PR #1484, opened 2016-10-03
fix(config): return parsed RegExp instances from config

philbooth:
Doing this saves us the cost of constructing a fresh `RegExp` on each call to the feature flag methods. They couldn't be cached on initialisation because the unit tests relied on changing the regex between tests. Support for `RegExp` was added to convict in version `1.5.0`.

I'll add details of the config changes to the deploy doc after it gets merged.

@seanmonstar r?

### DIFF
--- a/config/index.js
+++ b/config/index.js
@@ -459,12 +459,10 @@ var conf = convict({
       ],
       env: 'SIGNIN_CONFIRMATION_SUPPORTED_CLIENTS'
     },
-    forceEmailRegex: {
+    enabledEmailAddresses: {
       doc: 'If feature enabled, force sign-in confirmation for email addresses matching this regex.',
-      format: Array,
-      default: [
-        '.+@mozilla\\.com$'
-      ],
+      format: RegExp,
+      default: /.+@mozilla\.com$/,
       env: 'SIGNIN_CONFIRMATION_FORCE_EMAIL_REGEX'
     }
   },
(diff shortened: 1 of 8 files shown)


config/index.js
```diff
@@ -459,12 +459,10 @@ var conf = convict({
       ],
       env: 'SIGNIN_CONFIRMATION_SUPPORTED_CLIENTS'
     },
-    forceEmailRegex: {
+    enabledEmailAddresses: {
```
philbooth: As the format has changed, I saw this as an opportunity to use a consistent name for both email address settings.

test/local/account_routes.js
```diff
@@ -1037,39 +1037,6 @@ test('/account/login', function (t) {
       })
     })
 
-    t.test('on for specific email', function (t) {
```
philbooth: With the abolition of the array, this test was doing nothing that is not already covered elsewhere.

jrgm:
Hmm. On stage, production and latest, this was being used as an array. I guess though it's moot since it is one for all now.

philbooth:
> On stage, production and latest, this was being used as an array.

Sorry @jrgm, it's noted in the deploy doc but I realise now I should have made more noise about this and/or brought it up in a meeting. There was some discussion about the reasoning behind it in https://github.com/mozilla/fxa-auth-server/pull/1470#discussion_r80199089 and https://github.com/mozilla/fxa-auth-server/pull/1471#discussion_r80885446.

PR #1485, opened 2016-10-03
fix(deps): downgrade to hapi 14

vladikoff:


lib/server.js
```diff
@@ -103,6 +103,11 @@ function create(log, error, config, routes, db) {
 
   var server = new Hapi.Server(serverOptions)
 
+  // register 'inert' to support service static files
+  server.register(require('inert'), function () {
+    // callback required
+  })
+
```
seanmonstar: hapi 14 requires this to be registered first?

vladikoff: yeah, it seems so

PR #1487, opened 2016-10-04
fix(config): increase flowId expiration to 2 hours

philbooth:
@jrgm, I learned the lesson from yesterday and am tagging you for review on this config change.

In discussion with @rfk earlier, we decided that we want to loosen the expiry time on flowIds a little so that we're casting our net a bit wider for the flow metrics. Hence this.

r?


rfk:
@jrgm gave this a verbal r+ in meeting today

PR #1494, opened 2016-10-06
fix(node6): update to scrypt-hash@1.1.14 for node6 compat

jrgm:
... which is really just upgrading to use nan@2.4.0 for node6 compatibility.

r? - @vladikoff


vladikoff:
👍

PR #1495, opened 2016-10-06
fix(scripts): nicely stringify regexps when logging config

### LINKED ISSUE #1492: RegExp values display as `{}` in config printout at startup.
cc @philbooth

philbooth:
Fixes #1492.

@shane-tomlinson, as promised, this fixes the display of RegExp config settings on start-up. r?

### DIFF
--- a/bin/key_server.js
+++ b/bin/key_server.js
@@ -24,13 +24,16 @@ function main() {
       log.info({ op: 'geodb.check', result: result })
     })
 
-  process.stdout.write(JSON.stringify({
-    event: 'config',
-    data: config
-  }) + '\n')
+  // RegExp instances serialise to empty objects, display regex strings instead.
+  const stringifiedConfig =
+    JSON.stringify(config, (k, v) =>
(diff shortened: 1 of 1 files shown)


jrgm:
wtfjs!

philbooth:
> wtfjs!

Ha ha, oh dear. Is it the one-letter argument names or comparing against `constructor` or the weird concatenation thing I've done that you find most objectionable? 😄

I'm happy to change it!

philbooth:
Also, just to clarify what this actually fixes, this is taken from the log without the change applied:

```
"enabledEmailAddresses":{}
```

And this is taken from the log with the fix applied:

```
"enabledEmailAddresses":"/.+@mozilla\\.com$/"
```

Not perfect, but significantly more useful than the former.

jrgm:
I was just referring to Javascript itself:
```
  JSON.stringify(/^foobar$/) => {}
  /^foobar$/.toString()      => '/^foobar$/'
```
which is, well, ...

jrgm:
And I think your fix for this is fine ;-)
----
Work item> Output the full listing above word for word.

Answer to the exercise>
PR #1484, opened 2016-10-03
fix(config): return parsed RegExp instances from config

philbooth:
Doing this saves us the cost of constructing a fresh `RegExp` on each call to the feature flag methods. They couldn't be cached on initialisation because the unit tests relied on changing the regex between tests. Support for `RegExp` was added to convict in version `1.5.0`.

I'll add details of the config changes to the deploy doc after it gets merged.

@seanmonstar r?

### DIFF
--- a/config/index.js
+++ b/config/index.js
@@ -459,12 +459,10 @@ var conf = convict({
       ],
       env: 'SIGNIN_CONFIRMATION_SUPPORTED_CLIENTS'
     },
-    forceEmailRegex: {
+    enabledEmailAddresses: {
       doc: 'If feature enabled, force sign-in confirmation for email addresses matching this regex.',
-      format: Array,
-      default: [
-        '.+@mozilla\\.com$'
-      ],
+      format: RegExp,
+      default: /.+@mozilla\.com$/,
       env: 'SIGNIN_CONFIRMATION_FORCE_EMAIL_REGEX'
     }
   },
(diff shortened: 1 of 8 files shown)


config/index.js
```diff
@@ -459,12 +459,10 @@ var conf = convict({
       ],
       env: 'SIGNIN_CONFIRMATION_SUPPORTED_CLIENTS'
     },
-    forceEmailRegex: {
+    enabledEmailAddresses: {
```
philbooth: As the format has changed, I saw this as an opportunity to use a consistent name for both email address settings.

test/local/account_routes.js
```diff
@@ -1037,39 +1037,6 @@ test('/account/login', function (t) {
       })
     })
 
-    t.test('on for specific email', function (t) {
```
philbooth: With the abolition of the array, this test was doing nothing that is not already covered elsewhere.

jrgm:
Hmm. On stage, production and latest, this was being used as an array. I guess though it's moot since it is one for all now.

philbooth:
> On stage, production and latest, this was being used as an array.

Sorry @jrgm, it's noted in the deploy doc but I realise now I should have made more noise about this and/or brought it up in a meeting. There was some discussion about the reasoning behind it in https://github.com/mozilla/fxa-auth-server/pull/1470#discussion_r80199089 and https://github.com/mozilla/fxa-auth-server/pull/1471#discussion_r80885446.

PR #1485, opened 2016-10-03
fix(deps): downgrade to hapi 14

vladikoff:


lib/server.js
```diff
@@ -103,6 +103,11 @@ function create(log, error, config, routes, db) {
 
   var server = new Hapi.Server(serverOptions)
 
+  // register 'inert' to support service static files
+  server.register(require('inert'), function () {
+    // callback required
+  })
+
```
seanmonstar: hapi 14 requires this to be registered first?

vladikoff: yeah, it seems so

PR #1487, opened 2016-10-04
fix(config): increase flowId expiration to 2 hours

philbooth:
@jrgm, I learned the lesson from yesterday and am tagging you for review on this config change.

In discussion with @rfk earlier, we decided that we want to loosen the expiry time on flowIds a little so that we're casting our net a bit wider for the flow metrics. Hence this.

r?


rfk:
@jrgm gave this a verbal r+ in meeting today

PR #1494, opened 2016-10-06
fix(node6): update to scrypt-hash@1.1.14 for node6 compat

jrgm:
... which is really just upgrading to use nan@2.4.0 for node6 compatibility.

r? - @vladikoff


vladikoff:
👍

PR #1495, opened 2016-10-06
fix(scripts): nicely stringify regexps when logging config

### LINKED ISSUE #1492: RegExp values display as `{}` in config printout at startup.
cc @philbooth

philbooth:
Fixes #1492.

@shane-tomlinson, as promised, this fixes the display of RegExp config settings on start-up. r?

### DIFF
--- a/bin/key_server.js
+++ b/bin/key_server.js
@@ -24,13 +24,16 @@ function main() {
       log.info({ op: 'geodb.check', result: result })
     })
 
-  process.stdout.write(JSON.stringify({
-    event: 'config',
-    data: config
-  }) + '\n')
+  // RegExp instances serialise to empty objects, display regex strings instead.
+  const stringifiedConfig =
+    JSON.stringify(config, (k, v) =>
(diff shortened: 1 of 1 files shown)


jrgm:
wtfjs!

philbooth:
> wtfjs!

Ha ha, oh dear. Is it the one-letter argument names or comparing against `constructor` or the weird concatenation thing I've done that you find most objectionable? 😄

I'm happy to change it!

philbooth:
Also, just to clarify what this actually fixes, this is taken from the log without the change applied:

```
"enabledEmailAddresses":{}
```

And this is taken from the log with the fix applied:

```
"enabledEmailAddresses":"/.+@mozilla\\.com$/"
```

Not perfect, but significantly more useful than the former.

jrgm:
I was just referring to Javascript itself:
```
  JSON.stringify(/^foobar$/) => {}
  /^foobar$/.toString()      => '/^foobar$/'
```
which is, well, ...

jrgm:
And I think your fix for this is fine ;-)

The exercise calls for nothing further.